(The Root) — On Wednesday, less than two months after the Department of Justice filed a lawsuit against Mississippi officials for systematically incarcerating African-American children, the Senate heard its first-ever testimony about the “school-to-prison pipeline” — the label assigned to the nationwide pattern of young people being sent to police stations, courtrooms and juvenile-detention centers for minor or trivial offenses.
The hearing before the Senate Judiciary Subcommittee on the Constitution, Civil Rights and Human Rights, and chaired by Sen. Dick Durbin (D-Ill.), was attended by students, parents, civil rights advocates and other community leaders.
No huge surprise: According to Judith Browne Dianis, co-director of civil rights organization the Advancement Project, who provided testimony at the hearing, black and Latino students are punished more harshly than white youths for the same minor infractions.
Dianis, a pioneer of the movement to end the school-to-prison pipeline, offered expert testimony criticizing the unnecessarily harsh practices as ineffective in improving school achievement and safety, and a waste of taxpayer resources.
“Overly harsh discipline policies lead to high dropout rates, lower academic achievement and students not getting the help they need,” she said.

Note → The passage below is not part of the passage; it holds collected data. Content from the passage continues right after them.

Issue #1735, opened 2017-03-21
Sidebar Update: Move draw


mmcfarland:
As per the new wireframes, p11 - move the AoI selection tools from the map into a new sidebar panel, that is linked to from the welcome panel created in #1734.  For the purposes of this card, ignore the "upload file" option.

https://drive.google.com/drive/folders/0B0hs2mX4ApaLN0xLSjY0cVhDckk

Issue #1760, opened 2017-03-23
Implement UI for shapefile/geojson upload


caseycesari:
Move the UI to the sidebar and add a file selector input (per the wireframes, once  #1743 is in).

We'll also need a loading spinner, though most tests I have done are instantaneous.

We should also add an area in the UI where we can list the requirements:
- Must be a shapefile or geojson
- Less than 200 MB
- Only the first feature is used.

caseycesari:
After some feedback from the client, we'll also need to make changes to how this works.

Instead of accepting a `.shp` file, we should accept only a zipfile that contains all of component parts that make up a shapefile. 

For now, just unzip the file and add the shape to the map as before.

We'll still be accepting geojson files directly.

caseycesari:
This may be useful: https://gildas-lormeau.github.io/zip.js/

arottersman:
@caseycesari any reason you suggest `zip.js` over `JSZip` https://www.npmjs.com/package/jszip ? It seems like `zip.js` is a little better managed and more actively developed, but there's no npm package.

caseycesari:
Nope! They both seem like they are worth a try.

Issue #1749, opened 2017-03-23
Tool tip helps with links


mmcfarland:
We've been unable to add links to the help tooltips since they persist only on hover (and likewise difficult to take a screenshot of for this issue).

Update the usage of the library (or provide an alternative) so that links can be clicked within the tooltip.  Keep in mind that the draw tools will be moved in #1735.  The other usage is as legends in the new layer selector.

kellyi:
Shares a point with #1747

arottersman:
- Are there actual links that should go into the app with this card? 
----
- It seems to make a link clickable on these popovers while still making them show on hover we'd have to have the tooltip/popover also count as a hover target, ie the element closes if you leave either the original tooltip icon, OR the tooltip itself. That way you could very carefully move your mouse over to the tooltip to click the link
- Another very easy alternative is just to change the tooltips to show/hide on `click` instead of `hover`, which I assume already happens for mobile

Which would be preferred?

mmcfarland:
I think my preference would be for click, unless "careful" was actually pretty generous while moving the mouse.

We do have actual links that were suggested to us, I'll try to dig them up.

mmcfarland:
Original request:
> Add the following text and link to the bottom of help text in all of the "?" help balloons.
"Info and help for these tools at http://wikiwatershed.org/model/"

arottersman:
Putting this back in the queue because it seems pretty dependent on how https://github.com/WikiWatershed/model-my-watershed/pull/1778 turns out.

Also found https://github.com/WikiWatershed/model-my-watershed/issues/1233 for more links we can add.

ajrobbins:
I asked @aufdenkampe for text for links, but we likely wont have it for another week or so.

PR #1778, opened 2017-03-29
Move draw tools from map to pane

kellyi:
## Overview

This PR moves the draw tools from the map onto a sidebar as displayed in the wireframes linked from #1735 

The styling currently roughly matches what's in the wireframes, and the image below shows the behavior. 

Succinctly: clicking to toggle a draw tool active de-activates and closes any others which are open, and clicking again on an active draw tool deactivates it. The x/close buttons call the reset action.

Connects #1735 

### Demo

mmw-draw-pane

### Notes

The new DrawWindow view mostly supplants the old ToolbarView; the only reason that view has been kept around now is so that we can keep the shapefile upload button there. #1735 suggested not bothering to change it, but if we'd like I can move it -- and thereby remove the rest of the ToolbarView.

Tagging @jfrankl for answers to the following Qs:

* should we keep the tooltips for each item in the lists?
* how should these lists be styled?

## Testing Instructions

 * get this branch, then `./scripts/bundle.sh --vendor` and `./scripts/bundle.sh`
 * visit localhost:8000 and hard refresh
 * when the draw pane loads verify that all the controls still work (note: the Shapefile upload section's currently not active per note in #1735, and I left the old toolbar version on the map).
 * move back and forth between modeling, analyze, and draw, and verify that the tools continue to work
 * verify that the x/ reset button resets the drawing state
 * verify that the rest of the app still works as expected

### DIFF
--- a/src/mmw/js/src/draw/templates/window.html
+++ b/src/mmw/js/src/draw/templates/window.html
@@ -1,2 +1,28 @@
 <h1>Select Area</h1>
-<p>Draw tools go here</p>
+<p id="draw-pane-header-description">
+    Lorem ipsum dolor sit amet, consectetur adipiscing elit.
+    Duis ac pharetra nibh. Nullam gravida massa non egestas
+    pellentesque.
+</p>
+<div id="draw-pane-buttons">
+    {% for drawTool in drawTools %}
+        <div class="btn btn-lg btn-block draw-tool-button" type="button"
+            data-toggle="dropdown" aria-expanded="true"
+            id={{ drawTool.button }}>
+            <p class="draw-button-title pull-left">
+                {{ drawTool.name }}
+            </p>
+            <span class="draw-button-icon caret pull-right"></span>
+            <br />
+            <p class="draw-button-subtitle pull-left">
+                Lorem ipsum dolor sit amet, consectetur
+            </p>
+        </div>
+        {% if activeDrawTool == drawTool.id %}
+            <div class="draw-tool-button-slideout" aria-expanded="true">
+                <i class="fa fa-times pull-right reset-draw-button"></i>
+                <div id={{ drawTool.region }}></div>
+            </div>
+        {% endif %}
+    {% endfor %}
+</div>
--- a/src/mmw/js/src/draw/views.js
+++ b/src/mmw/js/src/draw/views.js
@@ -22,8 +22,8 @@ var $ = require('jquery'),
     windowTmpl = require('./templates/window.html'),
     aoiUploadTmpl = require('./templates/aoiUpload.html'),
     drawTmpl = require('./templates/draw.html'),
-    resetDrawTmpl = require('./templates/reset.html'),
     delineationOptionsTmpl = require('./templates/delineationOptions.html'),
+    uploadFileTmpl = require('./templates/uploadFile.html'),
     settings = require('../core/settings'),
     modalModels = require('../core/modals/models'),
     modalViews = require('../core/modals/views');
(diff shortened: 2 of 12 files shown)


src/mmw/js/src/draw/views.js
```diff
@@ -136,6 +136,85 @@ var DrawWindow = Marionette.ItemView.extend({
...
+            activeDrawTool: this.model.get('selectedDrawTool'),
+        };
+    },
+
+    initialize: function() {
+        this.model.set('selectedDrawTool', null);
+    },
+
+    onShow: function() {
+        this.render();
```
arottersman: Consider dropping this function and having

```javascript
modelEvents: {
    'change': 'render'
},
```
`onShow` is called after `render` and is usually used to show child views.

src/mmw/js/src/draw/views.js
```diff
@@ -131,11 +130,141 @@ function validatePointWithinDataSourceBounds(latlng, dataSource) {
...
+        map.addLayer(ofg);
+        this.rwdTaskModel = new models.RwdTaskModel();
+    },
+
+    onShow: function() {
+        var drawTools = settings.get('draw_tools'),
+            activeDrawTool = this.model.get(this.constants.selectedDrawTool);
+
+        // Update the view to mount the proper region divs
+        this.render();
```
arottersman: I deleted a comment on an earlier commit, but something still seems fishy about calling `render` in `onShow`. I think if you call `render` on the `modelChange` event it will call before `onShow`, and you won't need to call `render` again here.

kellyi: That makes sense -- I'll experiment with this to see if there's a better way to do it. The things that need to happen here are:

- update the active draw tool in the model
- add the region div for the active draw tool to the DOM
- call show on the region div to render the active draw tool

But it's likely this could get restructured to do that without calling `render` in `onShow`.

kellyi: Investigated this and it seems like there's no obligation to use the `onShow` method as the place for doing the steps described above, so I'm going to rename it to something like `updateTools` and keep the call to `this.render()` in it.

kellyi:
Still working on updating the tests & still need to verify the appearance of the draw tool line items but the core functionality's in place.

src/mmw/js/src/draw/templates/window.html
```diff
@@ -1,2 +1,99 @@
 <h1>Select Area</h1>
-<p>Draw tools go here</p>
+<p id="draw-pane-header-description">
+    Lorem ipsum dolor sit amet, consectetur adipiscing elit.
+    Duis ac pharetra nibh. Nullam gravida massa non egestas
+    pellentesque.
+</p>
+<div id="draw-pane-buttons">
```
arottersman: Since these are all pretty similar, consider passing the view the `DrawTools` and generating these based on them:

```javascript
{% for drawTool in drawTools %}
    <div class="btn btn-lg btn-block draw-tool-button" type="button"
         data-toggle="dropdown" aria-expanded="true"
         id={{ id based on drawTool }} >
        <p class="draw-button-title pull-left">
            {{ drawTool }}
        </p>
        {% if activeDrawTool != drawTool %}
            <span class="draw-button-icon caret pull-right"></span>
        {% endif %}
        <br />
        <p class="draw-button-subtitle pull-left">
            Lorem ipsum dolor sit amet, consectetur
        </p>
    </div>
    {% if activeDrawTool == drawTool %}
      <div class="btn btn-lg btn-block draw-tool-button-slideout" type="button"
            data-toggle="dropdown" aria-expanded="true">
             <i class="fa fa-times pull-right reset-draw-button"></i>
             <div id={{region id based on drawTool }}></div>
             </div>
     {% endif %}
{% endfor %}
```

kellyi:
I *think* the X/close button will end up having to reset all the tools, as I don't think more than one tool could be active simultaneously.

src/mmw/js/src/draw/templates/window.html
kellyi: Yeah, that looks much better, so I'll push a fixup with this change!

kellyi: Pushed a new commit to loop over a config object to render these buttons.

kellyi:
I think the links need to be disabled when drawing's happening, so I'll push another commit with that change.

kellyi:
Made some fixes to address the comments above and to bring the style more in tune with the wireframes. Currently looks & works like this:

mmw-draw-tool-fixups

Some notes on things I think we should address elsewhere once the draw tool move is in place:

- I still did not move the actual upload file tool to the pane, but did create a placeholder template for it just so this could loop over all the tools.
- I left the tooltips, but they currently work now. I believe we've already got a card for this one.
- clicking the X to reset now resets the tools, closes the pane, and displays an error. The error happens in the current version of the app, too.
- the boundary tools aren't currently disabled when the draw tools are active -- which also replicates the behavior of the existing app. 

One remaining thing to do here is to disable the boundaries if the map is not zoomed to a valid level.

kellyi:
> clicking on a tool doesn't appear to do anything unless you know how to use it on the map. There could be some sort of active styling on the selected tool to alleviate this

I'm going to spin this off to another issue as it's probably better handled separately from moving the tools.

kellyi:
Rebased on `develop`

kellyi:
Pushed another commit for this which addresses this:

> One remaining thing to do here is to disable the boundaries if the map is not zoomed to a valid level.

The way this works is that the SelectAreaView has an initial check performed when it is first set up to compare each boundary layer's zoom level with the then-current map zoom level. The updated `actOnUI` method then uses jQuery to enable/disable the buttons when the zoom level changes.

This works well enough for now as part of the move, but it would be nice to have the enabled/disabled layers stored as a globally available collection so the layerpicker had access to them, too -- the way the app was just updated to handle the raster and water quality overlays in both places.

If we decide we want to do that, we should make another issue for it as it involves some refactoring.

kellyi:

I'll create the issues mentioned on this card this afternoon and link them here so we can make sure everything's covered.

kellyi:
I made #1784 and #1785 from the additional issues noted here.

#1760 exists to address moving and implementing the upload file option.

#1749 is there for updating the tooltips & tooltip behavior.

kellyi:
Thanks for the help with this! Going to merge.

Other witnesses include former Chicago public school student Edward Ward; Judge Steven Teske of the Clayton County Juvenile Court in Georgia; Ohio Attorney General Mike DeWine; Deborah Delisle, assistant secretary for elementary and secondary education at the U.S. Department of Education; Melodee Hanes, acting administrator of the Office of Juvenile Justice and Delinquency Prevention; and Andrew Coulson, from the Cato Institute. Plus, students added to the record written accounts of their experiences in high-security schools with extreme discipline policies.
In addition to putting the national spotlight on the school discipline problem, witnesses explored proven alternatives to harsh discipline practices. Their hope, as Dianis put it, is to replace the pipeline with an approach that “keeps kids in school and on a pathway to a career or college, not prison.”